2. In the Logical switches section, search for the TAS Org name, and expand the subnet rules. In the example below, we have 6 logical switches that are associated with a single TAS org. As we can see below, we have 2 subnet rules which are 10.x.x.136/29 and 10.x.x.32/27. We should only have a single subnet which should be a /27 subnet range. 

3. Take note of all Logical switches that have an extra subnet rule. In this case, we see that there are 6 logical switches associated with our TAS org. We need to check every one of those 6 logical switches linked to our TAS org to see if we have an extra subnet. 

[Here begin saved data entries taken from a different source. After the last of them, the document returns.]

PR #990, opened 2023-03-27
Embed avatar initials font path and relocate it

### LINKED ISSUE #983: Error:  font file not found, please ensure that the correct AVATAR_INITIALS_FONT_PATH is set
## Issue

Image

## When does the issue occur
- after enabling profile settings in system settings and trying to add/edit a user

## TODO
- [x] fix bug
- [x] improve error message

KinyaElGrande:
Fixes: https://github.com/cortezaproject/corteza/issues/983 bug which occurs on production.

Screenshot 2023-03-23 at 15 44 32

### Solution approach:
Replaced the current method of loading the font file from the disk with embedding it in the binary this will ensure that it's always available to the application and can be loaded directly from memory.


tjerman (approved):
lgtm :+1:

tjerman (approved):
lgtm :+1:

tjerman (commented):
lgtm :+1:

To resolve this issue, we will need to delete the extra /29 subnet (or other subnets) to prevent it from interfering with pushing applications via the CF CLI. 

Resolution

1. To resolve this issue, we can delete these extra subnets in the NSX Manager. We can do this by going to the "IP Address Pools" tab > Locate the affected Logical Switch (TAS Org) > Edit the subnet rule, and press the "Delete" button.

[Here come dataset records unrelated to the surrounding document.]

PR #1018, opened 2023-03-29
Update field kind after it's selected

### LINKED ISSUE #1002: New field configs not taken into account
## Description of the bug

_When adding a new field with a different kind and if you don't open its configuration, the configuration is not updated, it is just inherited from the default kind/ from the previous field kind._

## Reproduction steps

1. Create a number field but don't open its config
2. save the field and go in all records
3. add a float number for example 1.21
4. Notice that the number is rounded 
5. Now go in modules again and open the number field config and just open the number tab and don't touch anything just press save 
6. Now go in all records and add the same entry, 1.21, notice that now the number is not rounded.

## Expected behavior 

_When you add a new field, the configurations of that field kind should be automatically applied to the new field._

## Screenshot/Video

https://user-images.githubusercontent.com/53232926/228258439-c3a7844f-17ba-4cea-b55d-65e905fe139e.webm

## Version

Branch: 2023.3.0

katrinDY:
Field kind is updated after it's selected

None

 - [ ] Code builds
 - [ ] All existing tests pass

### DIFF
--- a/client/web/compose/src/views/Admin/Modules/Edit.vue
+++ b/client/web/compose/src/views/Admin/Modules/Edit.vue
@@ -301,6 +301,7 @@
                           :is-duplicate="!!duplicateFields[index]"
                           @edit="handleFieldEdit(module.fields[index])"
                           @delete="module.fields.splice(index, 1)"
+                          @updateKind="handleFieldKindUpdate(index)"
                         />
                       </draggable>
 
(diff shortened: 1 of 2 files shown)


client/web/compose/src/views/Admin/Modules/Edit.vue
```diff
@@ -301,6 +301,7 @@
                           :is-duplicate="!!duplicateFields[index]"
                           @edit="handleFieldEdit(module.fields[index])"
                           @delete="module.fields.splice(index, 1)"
+                          @updateKind="handleFieldKind(module.fields[index])"
```
Fajfa: update based on index and splice same a handleFieldSave, also rename handleFieldKind to handleFieldKindUpdate

Fajfa (changes requested):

However, if you are unable to delete the offending extra subnet, you may face an error similar to whats seen in the screenshot below: 

If you are unable to delete the extra subnet, it may be due to the fact that  there are IP addresses that are being used in the subnet that we are trying to delete.

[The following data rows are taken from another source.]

PR #1020, opened 2023-03-29
Fix dedicated record revisions table

### LINKED ISSUE #911: Error on rec update when using revision feature with MySQL Backend
### Description

When using revisions i cannot update record anymore, its rasing error:

“Could not update record: failed to complete transaction: Error 1366: Incorrect decimal value: ‘updated’ for column ‘operation’ at row 1”

Table has been created just fine:

```
CREATE TABLE 'record_revisions_begleiter' (
 'id' bigint unsigned NOT NULL,
  'ts' datetime NOT NULL,
  'revision' decimal(10,0) NOT NULL,
  'operation' decimal(10,0) NOT NULL,
  'rel_resource' bigint unsigned NOT NULL,
  'rel_user' bigint unsigned NOT NULL,
  'delta' json NOT NULL,
  'comment' text NOT NULL
) ENGINE=InnoDB DEFAULT CHARSET=utf8mb4 COLLATE=utf8mb4_0900_ai_ci

```
record is beeing updated in background, but error is thrown because revision row in DB could not be created, it looks like insert order in code could be wrong. it seems to try to insert string "updated" into operation column which is beeing created as decimal

### Version
2022.9.7

### Steps to reproduce
With Docker installation using MySQL as a backend:
 - Activate revisions in module
 - try to update record in this module

### Expected behaviour

revision insert in MySQL table should work

KinyaElGrande:
Fixes: https://github.com/cortezaproject/corteza/issues/911

### Issue
When a user set's a  custom dedicated record revision table, then tries to update a record, the following error was appearing:  _“Could not update record: failed to complete transaction: Error 1366: Incorrect decimal value: ‘updated’ for column ‘operation’ at row 1”_

### Solution
Rearranged the order of the `rel_resource`, `revision`, and `operation` columns when custom dedicated record revision table is created and changed the `operation` column datatype to `text`.

### DIFF
--- a/server/pkg/revisions/model.go
+++ b/server/pkg/revisions/model.go
@@ -23,9 +23,9 @@ func Model() *dal.Model {
 		Attributes: dal.AttributeSet{
 			&dal.Attribute{Ident: "id", PrimaryKey: true, Store: &dal.CodecPlain{}, Type: &dal.TypeID{}},
 			&dal.Attribute{Ident: "ts", Store: &dal.CodecPlain{}, Type: &dal.TypeTimestamp{}},
-			&dal.Attribute{Ident: "revision", Store: &dal.CodecPlain{}, Type: &dal.TypeNumber{}},
-			&dal.Attribute{Ident: "operation", Store: &dal.CodecPlain{}, Type: &dal.TypeNumber{}},
 			&dal.Attribute{Ident: "rel_resource", Store: &dal.CodecPlain{}, Type: &dal.TypeID{}},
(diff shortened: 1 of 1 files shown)


tjerman:
Why the rearrange?

KinyaElGrande:
@tjerman  In order to match the `compose_record_revisions` table, since the input order for both tables is similar.

tjerman:
I see; nice catch.
LGTM :+1:

tjerman (approved):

We can browse back to the IP Pools section, and click on the IP allocation to see how many IP addresses are being used. As we can see below, 2 of our Logical Switches in NSX manager associated with the problematic TAS org has a total of 5 IPs that are in use (2 IPs in the first Logical Switch, and 3 IPs in the second Logical Switch). 

2. We can release these IP addresses (In our case 10.x.x.138, 10.x.x.137, 10.x.x.134, 10.x.x.132, and 10.x.x.129) by following method 2 listed in the following KB article: https://knowledge.broadcom.com/external/article/322584/tep-ip-addresses-not-released-after-forc.html 

After releasing the allocated IP addresses, we can now try to remove the offending extra subnets once more as we were trying to do in step 1. 

 

3. Next, we can attempt to push applications in the affected TAS org to see if the removal of the extra subnet has resolved this issue.